Revision as of 17:25, 20 February 2007

Voice and video analysis

Experimental Setup

Schematic overview of the test-setup. The colors in the sketch match the colors in the following Ethereal-screenshots

In words the configuration is the following: SIP phone #1 is connected to Asterisk #1 and SIP phone #2 is connected to Asterisk #2. The SIP phones are not directly connected to each other but can communicate with each other because Asterisk #1 is directly connected to Asterisk #2 (and vica versa).

Codec used: ?

Results

In the screenshot below, the following events were measured:

  • @4 sec: Video was turned on
  • @14 sec: Video was set to black (connection lost with DVdriver)
  • @20 sec: Video showed moving pictures again.

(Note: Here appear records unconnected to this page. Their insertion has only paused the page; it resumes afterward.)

PR #336, opened 2019-03-26
Allow updating order state manually

johnmccombs1:
Asana task: https://app.asana.com/0/564264490825835/1115713860206740

### DIFF
--- a/app/code/community/Bolt/Boltpay/Model/Payment.php
+++ b/app/code/community/Bolt/Boltpay/Model/Payment.php
@@ -671,6 +671,11 @@ class Bolt_Boltpay_Model_Payment extends Mage_Payment_Model_Method_Abstract
      */
     protected function createInvoice($order, $captureAmount) {
         if (isset($captureAmount)) {
+            $boltMaxCaptureAmountAfterRefunds = $this->getBoltMaxCaptureAmountAfterRefunds($order);
+            if($captureAmount > $boltMaxCaptureAmountAfterRefunds){
+                $captureAmount = $boltMaxCaptureAmountAfterRefunds;
+            }
+
             $this->validateCaptureAmount($order, $captureAmount);
 
             if($order->getGrandTotal() > $captureAmount) {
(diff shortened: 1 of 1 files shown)


app/code/community/Bolt/Boltpay/Model/Payment.php
```diff
@@ -191,6 +191,10 @@ public function fetchTransactionInfo(Mage_Payment_Model_Info $payment, $transact
                 Mage::getSingleton('adminhtml/session')->addNotice($message);
             }
 
+            if ($this->isAnAllowedUpdateFromAdminPanel($payment, $transactionStatus)) {
+                $this->updateOrderStateToProcessing($payment);
```
daisy1754: I think we need some comment here explaining why

mccottry: I can understand a desire to allow the Admin to override the status and state of any order, however, I don't agree that this is best done via the Magento "Get Payment Update" button that is suppose to be returning the most up-to-date status ads defined by the selected Payment Gateway, (Bolt is our case.)  

But, @johnmccombs1, I think that you are trying to say that the state and status of processing is a necessary and transient pre-condition to move an order from an (unholded/get payment update) state, to be moved to which ever state that Bolt sends back.  If this is the case, then I approve of these changes.  I just would like to know answer to these questions?

How does an order get into the state where the "Get Payment Update" is presented?   I had always believed that it is after the order was moved from being on-hold.  When this un-hold happens, the internal Magento behavior is to set the state and status to that which is was before the order was placed on hold.  Why is this previous state not sufficient for moving the most up to date Bolt status?

In essence, I am still trying to understand why you feel creating what seems as an extra transition to the Processing state is necessary?

Finally, do you believe switching the order to the state of Processing will trigger some events and have unexpected side effects for some merchants whose ERP maybe waiting for such a state?

johnmccombs1: @mccottry while walking through the reason for this code, it occurred to me that there might be a better solution altogether. The problem that I'm trying to solve here is this:

Currently when there is a mismatch the order transitions as follows:
1. Order goes into Payment Review state
2. Mismatch occurs
3. Order goes on hold
4. Merchant unhold's the order to fix the problem
5. Order goes back to payment review state (previous state)
6. Merchant clicks Get Update Payment button
7. Mismatch still occurs because even if the payment matches, the code looks at the original transaction amount (not the amount after fixing with a credit memo) and throws an exception so order state stays in Payment Review

In order to fix these I've been manually updating the order state/status to processing once it's been resolved. So the code here was doing the same thing:

1. If capture is completed already and the order is in payment review, go ahead and move it to processing.

However, after walking through this and realizing that what I'm doing to fix these isn't necessarily the best way to resolve the problem in code, I'm going to dig in a little deeper and see if I can just update the code to see if there really still is a mismatch and not throw an exception if there isn't. I'm hoping there is a bug in the code that's throwing the exception in the first place so I don't have to fix it here. Then the order will go into processing on its own without this fix.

Ethereal graph voice and one-way-video.png

Legenda:

  • Black: traffic from and to Trixbox #1
  • Red: traffic between the 2 Windows machines running X-lite
  • Green: traffic between laptop #1 and its Asterisk
  • Blue: traffic between the two Asterisk PBX's
  • Pink: traffic between Windows machine #1 and its Asterisk

Conclusions

The following graph shows the traffic is almost constant. Till 35sec the conversation included audio and video. The rest is audio-only.

Ethereal graph voice and one-way-video2.png

This measurement shows there is no traffic between both SIP-phones, only via (both) Asterisk PBX.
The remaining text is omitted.